_Problem_
Of the material below, only the lines from the line containing "### LINKED ISSUE" down to the line containing "An unexpected error" belong in the answer, written out exactly.
________
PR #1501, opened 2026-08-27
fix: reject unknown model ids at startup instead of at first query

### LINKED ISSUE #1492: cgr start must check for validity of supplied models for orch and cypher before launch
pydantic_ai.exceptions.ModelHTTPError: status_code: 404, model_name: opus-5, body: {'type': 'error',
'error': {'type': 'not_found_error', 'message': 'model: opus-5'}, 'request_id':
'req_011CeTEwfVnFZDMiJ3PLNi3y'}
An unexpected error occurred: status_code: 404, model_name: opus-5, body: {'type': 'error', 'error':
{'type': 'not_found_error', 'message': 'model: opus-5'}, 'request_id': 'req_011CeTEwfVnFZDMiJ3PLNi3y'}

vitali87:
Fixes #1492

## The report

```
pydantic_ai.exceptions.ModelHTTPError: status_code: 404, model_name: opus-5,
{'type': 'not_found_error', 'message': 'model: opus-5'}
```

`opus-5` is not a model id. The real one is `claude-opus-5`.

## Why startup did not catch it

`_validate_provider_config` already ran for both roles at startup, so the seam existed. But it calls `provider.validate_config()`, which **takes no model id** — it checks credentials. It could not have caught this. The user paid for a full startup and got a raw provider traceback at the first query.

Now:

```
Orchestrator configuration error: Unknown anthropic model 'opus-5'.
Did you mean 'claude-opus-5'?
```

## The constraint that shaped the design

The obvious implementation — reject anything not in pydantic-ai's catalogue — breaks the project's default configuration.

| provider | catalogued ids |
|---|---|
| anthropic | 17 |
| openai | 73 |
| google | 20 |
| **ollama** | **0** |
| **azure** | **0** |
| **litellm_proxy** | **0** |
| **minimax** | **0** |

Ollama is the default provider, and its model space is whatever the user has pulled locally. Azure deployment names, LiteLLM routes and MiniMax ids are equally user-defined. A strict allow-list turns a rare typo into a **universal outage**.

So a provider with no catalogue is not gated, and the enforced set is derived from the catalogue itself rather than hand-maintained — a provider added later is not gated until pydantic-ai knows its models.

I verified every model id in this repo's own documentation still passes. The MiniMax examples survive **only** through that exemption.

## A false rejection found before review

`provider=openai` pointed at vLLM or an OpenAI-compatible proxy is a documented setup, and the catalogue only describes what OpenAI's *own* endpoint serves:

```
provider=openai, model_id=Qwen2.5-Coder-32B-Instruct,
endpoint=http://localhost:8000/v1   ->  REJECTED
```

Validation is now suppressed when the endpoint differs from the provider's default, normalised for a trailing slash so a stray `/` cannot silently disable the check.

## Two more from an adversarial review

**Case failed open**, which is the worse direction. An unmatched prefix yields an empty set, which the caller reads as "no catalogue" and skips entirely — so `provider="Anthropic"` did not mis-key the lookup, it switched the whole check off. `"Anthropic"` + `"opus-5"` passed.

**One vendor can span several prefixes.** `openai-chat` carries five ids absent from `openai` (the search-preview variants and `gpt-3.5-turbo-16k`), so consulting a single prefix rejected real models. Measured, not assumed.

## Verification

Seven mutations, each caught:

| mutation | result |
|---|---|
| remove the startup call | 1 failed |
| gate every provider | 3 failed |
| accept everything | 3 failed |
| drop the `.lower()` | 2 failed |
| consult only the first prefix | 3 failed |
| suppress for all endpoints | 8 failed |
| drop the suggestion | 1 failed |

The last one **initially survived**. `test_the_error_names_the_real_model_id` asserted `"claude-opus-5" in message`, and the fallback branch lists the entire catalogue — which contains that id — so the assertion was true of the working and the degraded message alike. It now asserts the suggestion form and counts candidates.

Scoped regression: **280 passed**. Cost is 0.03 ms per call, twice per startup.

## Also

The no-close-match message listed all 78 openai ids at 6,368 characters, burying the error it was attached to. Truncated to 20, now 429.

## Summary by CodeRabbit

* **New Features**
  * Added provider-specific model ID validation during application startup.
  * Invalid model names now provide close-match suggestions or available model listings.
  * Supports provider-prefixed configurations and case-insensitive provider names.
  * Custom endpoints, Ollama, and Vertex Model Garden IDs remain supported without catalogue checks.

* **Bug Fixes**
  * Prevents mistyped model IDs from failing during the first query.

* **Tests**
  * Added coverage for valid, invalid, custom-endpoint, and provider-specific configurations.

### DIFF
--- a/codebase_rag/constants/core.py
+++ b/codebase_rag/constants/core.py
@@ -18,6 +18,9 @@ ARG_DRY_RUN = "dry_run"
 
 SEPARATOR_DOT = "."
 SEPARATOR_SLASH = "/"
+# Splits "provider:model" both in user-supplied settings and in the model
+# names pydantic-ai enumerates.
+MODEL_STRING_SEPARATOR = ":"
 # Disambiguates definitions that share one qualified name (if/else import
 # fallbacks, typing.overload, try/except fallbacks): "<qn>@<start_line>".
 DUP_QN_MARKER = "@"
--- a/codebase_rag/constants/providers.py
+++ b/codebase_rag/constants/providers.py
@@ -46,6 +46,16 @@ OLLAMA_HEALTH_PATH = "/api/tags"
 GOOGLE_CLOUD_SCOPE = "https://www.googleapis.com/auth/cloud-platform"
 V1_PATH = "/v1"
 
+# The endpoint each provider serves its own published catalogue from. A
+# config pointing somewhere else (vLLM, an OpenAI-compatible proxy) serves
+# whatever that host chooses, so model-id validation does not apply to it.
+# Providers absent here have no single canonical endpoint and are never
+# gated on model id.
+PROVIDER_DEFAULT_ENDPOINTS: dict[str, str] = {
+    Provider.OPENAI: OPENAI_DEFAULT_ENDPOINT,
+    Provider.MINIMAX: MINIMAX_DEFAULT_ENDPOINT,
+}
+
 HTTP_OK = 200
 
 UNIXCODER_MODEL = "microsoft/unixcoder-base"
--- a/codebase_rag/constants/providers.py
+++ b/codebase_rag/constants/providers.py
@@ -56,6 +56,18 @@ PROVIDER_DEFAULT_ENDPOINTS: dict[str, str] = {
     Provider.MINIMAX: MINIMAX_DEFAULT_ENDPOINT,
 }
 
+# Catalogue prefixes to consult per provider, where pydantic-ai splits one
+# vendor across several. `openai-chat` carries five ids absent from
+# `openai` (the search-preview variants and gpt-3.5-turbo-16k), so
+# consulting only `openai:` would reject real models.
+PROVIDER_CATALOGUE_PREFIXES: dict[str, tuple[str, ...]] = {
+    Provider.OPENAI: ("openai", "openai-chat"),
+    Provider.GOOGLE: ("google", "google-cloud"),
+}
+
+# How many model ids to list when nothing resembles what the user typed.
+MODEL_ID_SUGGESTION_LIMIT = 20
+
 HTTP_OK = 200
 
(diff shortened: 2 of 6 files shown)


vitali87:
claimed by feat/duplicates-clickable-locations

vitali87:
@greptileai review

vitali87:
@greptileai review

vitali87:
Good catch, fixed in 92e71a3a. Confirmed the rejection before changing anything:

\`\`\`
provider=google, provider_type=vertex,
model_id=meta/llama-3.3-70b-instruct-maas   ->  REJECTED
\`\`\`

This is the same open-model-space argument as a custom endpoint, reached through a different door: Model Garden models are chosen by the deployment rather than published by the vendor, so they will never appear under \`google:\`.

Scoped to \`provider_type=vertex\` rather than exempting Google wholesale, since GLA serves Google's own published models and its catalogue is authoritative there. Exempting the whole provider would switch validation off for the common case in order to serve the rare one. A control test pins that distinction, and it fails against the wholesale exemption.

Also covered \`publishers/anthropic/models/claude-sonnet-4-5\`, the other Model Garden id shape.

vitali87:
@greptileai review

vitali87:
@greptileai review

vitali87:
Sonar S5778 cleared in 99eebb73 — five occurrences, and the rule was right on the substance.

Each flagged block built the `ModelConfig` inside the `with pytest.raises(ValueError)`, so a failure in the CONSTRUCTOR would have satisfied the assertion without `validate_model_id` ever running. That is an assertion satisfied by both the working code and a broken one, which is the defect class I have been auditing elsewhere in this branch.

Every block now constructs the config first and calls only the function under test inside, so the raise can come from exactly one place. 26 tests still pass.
________
_Result for this task_
### LINKED ISSUE #1492: cgr start must check for validity of supplied models for orch and cypher before launch
pydantic_ai.exceptions.ModelHTTPError: status_code: 404, model_name: opus-5, body: {'type': 'error',
'error': {'type': 'not_found_error', 'message': 'model: opus-5'}, 'request_id':
'req_011CeTEwfVnFZDMiJ3PLNi3y'}
An unexpected error occurred: status_code: 404, model_name: opus-5, body: {'type': 'error', 'error':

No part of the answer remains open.